12. La liberación realizada por Cristo con la verdad de su Evangelio, y


definitivamente con el Evangelio de su cruz y resurrección, conservando su
carácter sobre todo espiritual e "interior", puede extenderse en un radio de
acción universal, y está destinada a todos los hombres. Las palabras "por
gracia habéis sido salvados" (Ef 2, 5), conciernen a todos. Pero al mismo
tiempo, esta liberación, que es "una gracia", es decir, un don, no se puede
realizar sin la participación del hombre. El hombre la debe acoger con fe,
esperanza y caridad. Debe "esperar su salvación con temor y temblor"
(cf. Flp 2, 12). "Dios es quien obra en vosotros el querer y el obrar, como
bien le parece" (Flp 2, 13). Conscientes de este don sobrenatural, nosotros
mismos debemos colaborar con la potencia liberadora de Dios, que con el
sacrificio redentor de Cristo, ha encontrado en el mundo como fuente
eterna de salvación.

JUAN PABLO II

AUDIENCIA GENERAL

Miércoles 10 de agosto de 1988

59
Cristo libera al hombre y a la humanidad para una "nueva vida"

1. Es oportuno que hagamos hincapié en lo que hemos dicho en las ultimas


catequesis considerando la misión salvífica de Cristo como liberación, y a
Jesús como Liberador. Se trata de la liberación del pecado como mal
fundamental, que "aprisiona" al hombre en su interior, sometiéndolo a la
esclavitud de aquel que por Cristo es llamado el "padre de la mentira"
(Jn 8, 44).
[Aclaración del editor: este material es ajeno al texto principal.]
PR #176, opened 2023-07-06
MP-7399: Json type definition and implementation.

originalethanhunt:


src/Nox.Types/Types/Json/Json.cs
```diff
@@ -0,0 +1,114 @@
...
+
+/// <summary>
+/// Represents a Nox <see cref="Json"/> type and value object.
+/// </summary>
+public sealed class Json : ValueObject<string, Json>
+{
+    /// <summary>
+    /// Gets or sets the options for processing json.
+    /// </summary>
+    public JsonTypeOptions Options { get; set; } = new JsonTypeOptions();
```
dejobratic, line 14: Should the options be a private field?

src/Nox.Types/Types/Json/Json.cs
```diff
@@ -0,0 +1,114 @@
...
+        {
+            JsonDocument.Parse(Value);
+        }
+        catch (JsonException ex)
+        {
+            result.Errors.Add(new ValidationFailure(nameof(Value), $"Could not create a Nox Json type with value {Value} due to JsonException ({ex.Message})."));
+        }
+        catch (Exception ex)
+        {
+            result.Errors.Add(new ValidationFailure(nameof(Value), $"Could not create a Nox Json type with value {Value} due to Exception ({ex.Message}).\""));
```
dejobratic, line 85: We have a trailing double quote here.

dejobratic (changes requested):
Looks good to me. Just added a few small comments.

src/Nox.Types/Types/Json/Json.cs
```diff
@@ -0,0 +1,114 @@
...
+                base.Value = _returnValue = value;
+        } 
+    }
+
+    /// <inheritdoc/>
+    internal override ValidationResult Validate()
+    {
+        var result = base.Validate();
+
+        try
```
dejobratic, line 75: For other types we didn't expose the inner exception message, so we should check this with client or go with the standard message format, like:

Could not create a Nox Json type because {Value} does not have a valid Json format.

andresharpe (approved):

Se trata, al mismo tiempo, de la liberación para la Verdad, que
nos permite participar en la "libertad de los hijos de Dios" (cf. Rom 8, 21).
Jesús dice: "Si, pues, el Hijo os da la libertad, seréis realmente libres" (Jn 8,
36). La "libertad de los hijos de Dios" proviene del don de Cristo, que
posibilita al hombre la participación en la filiación divina, esto es, la
participación en la vida de Dios.

Así, pues, el hombre liberado por Cristo, no sólo recibe la remisión de los
pecados, sino que además es elevado a "una nueva vida". Cristo, como
autor de la liberación del hombre, es el creador de la "nueva humanidad".
En Él nos convertimos en "una nueva creación" (cf. 2 Cor 5, 17).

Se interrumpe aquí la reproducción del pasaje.